**ABOUT THIS EXERCISE:** In the entries below, find the lines that contain the word "proxy" and copy them.

**PROVIDED RECORDS:**

PR #476, opened 2024-04-17
Add `ApiGatewayV2WebSocketEvent`

Chingles2404:


lambda/shared/src/main/scala/feral/lambda/events/APIGatewayV2WebSocketEvent.scala
```diff
@@ -0,0 +1,304 @@
...
+    stageVariables: Map[String, String],
+    requestContext: WebSocketRequestContext,
+    body: String,
+    isBase64Encoded: Boolean
+  ) extends APIGatewayV2WebSocketEvent {
+    override def productPrefix = "APIGatewayV2WebSocketEvent"
+  }
+}
+
+sealed abstract class WebSocketRequestIdentity {
```
armanbilge, line 100: I didn't look too carefully. How similar is this one to the existing `RequestIdentity`? If they are the same maybe we can share the classes instead of implementing it twice.

armanbilge (commented):
Thanks for working on this! Sorry for the slow review cycle :)

lambda/shared/src/main/scala/feral/lambda/events/APIGatewayV2WebSocketEvent.scala
```diff
@@ -0,0 +1,140 @@
...
+ * WITHOUT WARRANTIES OR CONDITIONS OF ANY KIND, either express or implied.
+ * See the License for the specific language governing permissions and
+ * limitations under the License.
+ */
+
+package feral.lambda.events
+
+import io.circe.Decoder
+
+sealed abstract class APIGatewayV2WebSocketEvent {
```
armanbilge, line 21: We've been converting to the camel case convention in Feral.

```suggestion
sealed abstract class ApiGatewayV2WebSocketEvent {
```

lambda/shared/src/main/scala/feral/lambda/events/APIGatewayV2WebSocketEvent.scala
```diff
@@ -0,0 +1,140 @@
...
+  def stageVariables: Map[String, String]
+  def requestContext: WebSocketRequestContext
+  def body: String
```
armanbilge, line 24: Looks like the body is optional, so we should use `Option[String]`

https://github.com/DefinitelyTyped/DefinitelyTyped/blob/e40cab53d9971a3e0b34e8fb18ece74240d9425d/types/aws-lambda/trigger/api-gateway-proxy.d.ts#L239

lambda/shared/src/main/scala/feral/lambda/events/APIGatewayV2WebSocketEvent.scala
```diff
@@ -0,0 +1,140 @@
...
+  def apiId: String
+  def connectedAt: Long
+  def connectionId: String
+  def domainName: String
+  def eventType: String
+  def extendedRequestId: String
+  def messageDirection: String
+  def messageId: String
+  def requestTime: String
+  def requestTimeEpoch: Long
```
armanbilge, line 71: I think these are redundant, two different ways of encoding the same information. We can model it as `requestTime: Instant`

lambda/shared/src/main/scala/feral/lambda/events/APIGatewayV2WebSocketEvent.scala
```diff
@@ -0,0 +1,140 @@
...
+  ) extends APIGatewayV2WebSocketEvent {
+    override def productPrefix = "APIGatewayV2WebSocketEvent"
+  }
+}
+
+sealed abstract class WebSocketRequestContext {
+  def stage: String
+  def requestId: String
+  def apiId: String
+  def connectedAt: Long
```
armanbilge, line 63: If this is a time, I wonder if we should use `Instant` for it too 🤔

lambda/shared/src/main/scala/feral/lambda/events/APIGatewayV2WebSocketEvent.scala
```diff
@@ -0,0 +1,140 @@
...
+  def connectionId: String
+  def domainName: String
+  def eventType: String
```
armanbilge, line 66: We can model this as an enum, since it has only three cases: `"CONNECT" | "MESSAGE" | "DISCONNECT"`

lambda/shared/src/main/scala/feral/lambda/events/APIGatewayV2WebSocketEvent.scala
```diff
@@ -0,0 +1,140 @@
...
+  }
+}
+
+sealed abstract class WebSocketRequestContext {
+  def stage: String
+  def requestId: String
+  def apiId: String
+  def connectedAt: Long
+  def connectionId: String
+  def domainName: String
```
armanbilge, line 65: Hmm, this one is interesting too. The doc says
> A domain name for the WebSocket API. This can be used to make a callback to the client (instead of a hard-coded value).

If it means "domain name" like an internet domain, we could use ip4s `Hostname` to model this. But I'm not certain if that is what it is 🤔

lambda/shared/src/main/scala/feral/lambda/events/APIGatewayV2WebSocketEvent.scala
```diff
@@ -0,0 +1,140 @@
...
+  def eventType: String
+  def extendedRequestId: String
+  def messageDirection: String
```
armanbilge, line 68: This one is also an enum ... with only one value? 😂 `"IN"`. I wonder if we should just omit it, doesn't seem very useful.

https://github.com/DefinitelyTyped/DefinitelyTyped/blob/e40cab53d9971a3e0b34e8fb18ece74240d9425d/types/aws-lambda/trigger/api-gateway-proxy.d.ts#L206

**RESULT OF THIS EXERCISE:**
https://github.com/DefinitelyTyped/DefinitelyTyped/blob/e40cab53d9971a3e0b34e8fb18ece74240d9425d/types/aws-lambda/trigger/api-gateway-proxy.d.ts#L239
https://github.com/DefinitelyTyped/DefinitelyTyped/blob/e40cab53d9971a3e0b34e8fb18ece74240d9425d/types/aws-lambda/trigger/api-gateway-proxy.d.ts#L206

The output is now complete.